#### To do:
Report, from the records below, every line where the word "shell" appears.

--- Extracted material Enclosed Below ---

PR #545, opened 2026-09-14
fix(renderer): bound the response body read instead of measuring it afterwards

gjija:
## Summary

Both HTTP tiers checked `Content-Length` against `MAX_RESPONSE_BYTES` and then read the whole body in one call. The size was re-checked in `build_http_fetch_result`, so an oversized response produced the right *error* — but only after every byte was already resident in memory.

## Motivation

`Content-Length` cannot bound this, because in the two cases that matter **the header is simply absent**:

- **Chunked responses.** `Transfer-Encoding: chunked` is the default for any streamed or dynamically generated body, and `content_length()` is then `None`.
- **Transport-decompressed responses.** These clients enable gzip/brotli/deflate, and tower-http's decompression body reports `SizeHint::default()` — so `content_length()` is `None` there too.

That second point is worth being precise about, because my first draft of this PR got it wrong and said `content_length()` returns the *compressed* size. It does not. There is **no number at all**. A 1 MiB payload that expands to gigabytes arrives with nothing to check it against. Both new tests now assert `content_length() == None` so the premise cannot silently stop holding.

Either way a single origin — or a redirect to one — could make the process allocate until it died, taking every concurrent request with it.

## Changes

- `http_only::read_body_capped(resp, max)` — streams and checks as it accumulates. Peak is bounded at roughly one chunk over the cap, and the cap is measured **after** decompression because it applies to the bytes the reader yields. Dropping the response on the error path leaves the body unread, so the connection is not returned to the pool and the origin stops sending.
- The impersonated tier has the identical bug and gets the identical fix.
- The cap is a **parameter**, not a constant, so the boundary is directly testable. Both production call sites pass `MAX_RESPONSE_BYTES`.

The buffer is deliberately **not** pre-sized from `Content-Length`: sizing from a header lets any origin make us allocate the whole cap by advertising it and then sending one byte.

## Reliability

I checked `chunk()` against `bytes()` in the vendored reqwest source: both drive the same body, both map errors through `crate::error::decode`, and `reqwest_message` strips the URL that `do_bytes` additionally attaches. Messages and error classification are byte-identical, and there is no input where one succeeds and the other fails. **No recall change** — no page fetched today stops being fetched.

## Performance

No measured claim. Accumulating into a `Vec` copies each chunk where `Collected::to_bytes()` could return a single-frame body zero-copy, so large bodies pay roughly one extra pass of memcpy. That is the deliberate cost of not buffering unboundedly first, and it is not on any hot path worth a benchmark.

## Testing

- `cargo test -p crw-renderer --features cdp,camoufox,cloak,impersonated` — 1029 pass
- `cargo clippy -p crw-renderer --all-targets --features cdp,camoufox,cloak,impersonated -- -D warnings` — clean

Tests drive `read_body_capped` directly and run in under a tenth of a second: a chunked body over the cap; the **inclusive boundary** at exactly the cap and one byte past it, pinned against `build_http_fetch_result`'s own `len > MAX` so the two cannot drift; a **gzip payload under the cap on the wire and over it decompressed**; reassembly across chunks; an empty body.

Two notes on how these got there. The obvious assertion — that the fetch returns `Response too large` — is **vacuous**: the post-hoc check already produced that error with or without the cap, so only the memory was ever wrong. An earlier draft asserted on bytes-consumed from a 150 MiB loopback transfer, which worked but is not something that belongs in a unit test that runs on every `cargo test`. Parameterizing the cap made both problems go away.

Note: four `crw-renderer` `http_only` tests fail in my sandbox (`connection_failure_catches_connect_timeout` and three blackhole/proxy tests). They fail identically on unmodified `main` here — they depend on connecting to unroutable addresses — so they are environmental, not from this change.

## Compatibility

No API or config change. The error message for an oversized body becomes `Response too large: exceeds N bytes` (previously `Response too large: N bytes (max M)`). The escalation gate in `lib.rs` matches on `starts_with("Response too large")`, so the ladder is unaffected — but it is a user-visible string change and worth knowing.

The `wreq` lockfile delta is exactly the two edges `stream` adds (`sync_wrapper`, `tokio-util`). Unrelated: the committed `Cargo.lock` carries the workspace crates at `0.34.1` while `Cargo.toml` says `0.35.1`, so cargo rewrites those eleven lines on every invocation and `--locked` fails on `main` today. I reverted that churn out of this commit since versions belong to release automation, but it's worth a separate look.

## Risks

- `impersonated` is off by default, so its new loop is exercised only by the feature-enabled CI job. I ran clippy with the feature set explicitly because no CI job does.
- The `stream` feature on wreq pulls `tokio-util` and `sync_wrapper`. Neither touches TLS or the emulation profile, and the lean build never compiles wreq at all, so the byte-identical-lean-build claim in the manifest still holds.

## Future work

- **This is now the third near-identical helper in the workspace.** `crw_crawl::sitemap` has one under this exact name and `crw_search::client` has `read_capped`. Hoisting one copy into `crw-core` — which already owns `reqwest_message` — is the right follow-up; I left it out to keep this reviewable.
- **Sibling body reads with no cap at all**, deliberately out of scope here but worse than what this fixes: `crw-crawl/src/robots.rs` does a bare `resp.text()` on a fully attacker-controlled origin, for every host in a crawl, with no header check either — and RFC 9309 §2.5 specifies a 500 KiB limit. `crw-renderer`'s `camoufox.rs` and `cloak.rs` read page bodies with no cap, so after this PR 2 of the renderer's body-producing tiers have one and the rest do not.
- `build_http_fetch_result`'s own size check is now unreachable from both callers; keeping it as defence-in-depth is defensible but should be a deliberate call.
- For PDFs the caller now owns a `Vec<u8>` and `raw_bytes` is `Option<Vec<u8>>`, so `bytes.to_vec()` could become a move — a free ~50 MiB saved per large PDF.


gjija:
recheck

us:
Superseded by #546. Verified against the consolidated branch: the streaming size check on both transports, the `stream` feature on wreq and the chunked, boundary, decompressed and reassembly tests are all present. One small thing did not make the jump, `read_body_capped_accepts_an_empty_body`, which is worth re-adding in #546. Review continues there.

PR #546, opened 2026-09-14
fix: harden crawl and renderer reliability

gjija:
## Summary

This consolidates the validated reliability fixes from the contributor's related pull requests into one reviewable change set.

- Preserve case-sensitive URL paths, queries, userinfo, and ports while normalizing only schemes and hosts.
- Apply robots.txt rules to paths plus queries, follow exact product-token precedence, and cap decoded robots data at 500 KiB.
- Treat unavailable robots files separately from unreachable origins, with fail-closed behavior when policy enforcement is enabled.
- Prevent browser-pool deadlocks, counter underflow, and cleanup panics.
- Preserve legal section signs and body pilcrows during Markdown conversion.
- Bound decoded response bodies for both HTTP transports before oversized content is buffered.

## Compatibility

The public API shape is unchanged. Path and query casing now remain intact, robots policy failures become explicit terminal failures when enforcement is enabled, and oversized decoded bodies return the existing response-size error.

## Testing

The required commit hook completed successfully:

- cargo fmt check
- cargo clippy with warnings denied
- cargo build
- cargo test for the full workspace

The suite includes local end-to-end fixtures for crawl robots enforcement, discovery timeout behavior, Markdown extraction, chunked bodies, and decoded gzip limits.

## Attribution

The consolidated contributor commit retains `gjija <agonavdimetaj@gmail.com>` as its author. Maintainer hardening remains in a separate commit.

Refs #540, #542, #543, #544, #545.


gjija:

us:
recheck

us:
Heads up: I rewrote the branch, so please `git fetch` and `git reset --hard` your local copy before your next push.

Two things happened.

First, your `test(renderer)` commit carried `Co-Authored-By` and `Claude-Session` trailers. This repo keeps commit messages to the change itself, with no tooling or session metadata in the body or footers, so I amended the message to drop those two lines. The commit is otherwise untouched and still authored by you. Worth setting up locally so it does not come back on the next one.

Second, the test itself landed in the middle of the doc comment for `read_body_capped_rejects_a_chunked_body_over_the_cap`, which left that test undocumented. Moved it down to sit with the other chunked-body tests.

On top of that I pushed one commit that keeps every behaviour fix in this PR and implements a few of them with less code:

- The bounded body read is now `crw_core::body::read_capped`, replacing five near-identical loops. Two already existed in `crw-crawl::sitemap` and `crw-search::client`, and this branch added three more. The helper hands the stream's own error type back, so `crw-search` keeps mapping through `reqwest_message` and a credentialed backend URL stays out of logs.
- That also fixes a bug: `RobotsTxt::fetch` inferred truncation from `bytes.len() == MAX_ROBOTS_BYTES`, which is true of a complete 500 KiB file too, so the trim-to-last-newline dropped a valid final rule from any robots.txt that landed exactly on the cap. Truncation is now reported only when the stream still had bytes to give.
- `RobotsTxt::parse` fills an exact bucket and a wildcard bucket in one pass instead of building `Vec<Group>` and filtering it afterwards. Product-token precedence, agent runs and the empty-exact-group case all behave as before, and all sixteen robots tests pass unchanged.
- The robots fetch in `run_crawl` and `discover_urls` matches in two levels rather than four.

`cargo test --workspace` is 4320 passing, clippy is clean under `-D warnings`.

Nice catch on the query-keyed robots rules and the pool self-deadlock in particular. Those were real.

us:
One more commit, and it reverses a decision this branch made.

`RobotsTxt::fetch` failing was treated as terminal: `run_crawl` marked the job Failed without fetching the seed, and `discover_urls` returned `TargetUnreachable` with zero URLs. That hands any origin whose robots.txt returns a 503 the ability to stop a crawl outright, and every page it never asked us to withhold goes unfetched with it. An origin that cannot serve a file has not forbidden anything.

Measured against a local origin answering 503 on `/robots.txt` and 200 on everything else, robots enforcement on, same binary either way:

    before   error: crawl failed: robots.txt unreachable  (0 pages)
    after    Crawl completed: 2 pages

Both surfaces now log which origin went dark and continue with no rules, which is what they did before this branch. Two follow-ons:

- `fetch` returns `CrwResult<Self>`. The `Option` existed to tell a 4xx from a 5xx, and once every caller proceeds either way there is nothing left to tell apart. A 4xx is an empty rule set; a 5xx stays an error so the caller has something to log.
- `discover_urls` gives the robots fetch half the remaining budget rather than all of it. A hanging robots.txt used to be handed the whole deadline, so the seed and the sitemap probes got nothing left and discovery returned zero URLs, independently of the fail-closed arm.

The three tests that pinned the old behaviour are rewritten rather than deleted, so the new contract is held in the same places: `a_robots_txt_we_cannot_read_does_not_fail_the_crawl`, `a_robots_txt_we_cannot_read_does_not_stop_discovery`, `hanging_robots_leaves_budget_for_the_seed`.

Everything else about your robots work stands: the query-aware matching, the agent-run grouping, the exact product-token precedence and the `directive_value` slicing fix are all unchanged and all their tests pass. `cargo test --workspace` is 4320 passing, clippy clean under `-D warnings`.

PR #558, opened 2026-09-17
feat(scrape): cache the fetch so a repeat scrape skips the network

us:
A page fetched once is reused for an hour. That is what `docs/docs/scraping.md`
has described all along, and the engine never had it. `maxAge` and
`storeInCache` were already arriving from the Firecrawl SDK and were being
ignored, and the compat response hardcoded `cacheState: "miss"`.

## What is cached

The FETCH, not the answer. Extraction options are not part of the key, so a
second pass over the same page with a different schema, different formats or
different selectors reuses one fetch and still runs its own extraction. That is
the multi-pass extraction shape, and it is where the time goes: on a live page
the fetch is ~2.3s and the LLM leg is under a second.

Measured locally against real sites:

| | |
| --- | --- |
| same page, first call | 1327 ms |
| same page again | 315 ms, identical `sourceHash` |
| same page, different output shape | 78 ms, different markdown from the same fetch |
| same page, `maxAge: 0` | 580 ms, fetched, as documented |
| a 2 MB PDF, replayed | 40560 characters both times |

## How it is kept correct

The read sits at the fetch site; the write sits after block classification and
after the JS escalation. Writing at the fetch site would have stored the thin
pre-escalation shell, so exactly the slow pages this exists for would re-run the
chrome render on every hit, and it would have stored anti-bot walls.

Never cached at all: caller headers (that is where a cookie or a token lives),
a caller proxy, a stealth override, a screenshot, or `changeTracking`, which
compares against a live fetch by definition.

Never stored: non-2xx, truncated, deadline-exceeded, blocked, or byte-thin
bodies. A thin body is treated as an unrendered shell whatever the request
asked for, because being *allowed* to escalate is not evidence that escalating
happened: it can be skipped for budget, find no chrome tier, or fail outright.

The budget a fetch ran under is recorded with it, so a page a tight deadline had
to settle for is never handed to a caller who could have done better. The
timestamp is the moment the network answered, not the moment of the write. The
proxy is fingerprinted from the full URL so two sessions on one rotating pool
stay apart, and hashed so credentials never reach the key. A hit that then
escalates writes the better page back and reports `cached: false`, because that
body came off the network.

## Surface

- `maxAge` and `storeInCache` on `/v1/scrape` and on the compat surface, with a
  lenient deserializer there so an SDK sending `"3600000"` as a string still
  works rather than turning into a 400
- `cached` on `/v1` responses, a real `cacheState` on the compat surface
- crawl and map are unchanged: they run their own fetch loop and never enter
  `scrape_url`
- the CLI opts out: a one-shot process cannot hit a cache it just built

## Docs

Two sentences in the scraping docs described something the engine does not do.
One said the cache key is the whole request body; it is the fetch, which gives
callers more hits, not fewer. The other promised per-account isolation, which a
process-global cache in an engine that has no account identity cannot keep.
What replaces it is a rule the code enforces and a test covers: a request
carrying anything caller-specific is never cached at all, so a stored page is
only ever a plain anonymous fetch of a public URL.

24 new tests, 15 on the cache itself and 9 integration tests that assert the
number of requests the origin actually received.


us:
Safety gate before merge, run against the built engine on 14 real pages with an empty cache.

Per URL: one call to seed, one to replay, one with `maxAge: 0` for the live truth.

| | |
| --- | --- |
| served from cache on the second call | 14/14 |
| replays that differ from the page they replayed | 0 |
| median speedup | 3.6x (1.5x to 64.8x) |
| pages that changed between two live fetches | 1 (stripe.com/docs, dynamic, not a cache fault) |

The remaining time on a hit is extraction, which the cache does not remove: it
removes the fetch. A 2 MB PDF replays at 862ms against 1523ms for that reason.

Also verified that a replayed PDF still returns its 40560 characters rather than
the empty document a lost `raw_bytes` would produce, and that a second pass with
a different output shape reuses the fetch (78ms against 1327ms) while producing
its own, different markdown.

--- End of Enclosed Extracted material ---

#### Solution to this task:
pre-escalation shell, so exactly the slow pages this exists for would re-run the
bodies. A thin body is treated as an unrendered shell whatever the request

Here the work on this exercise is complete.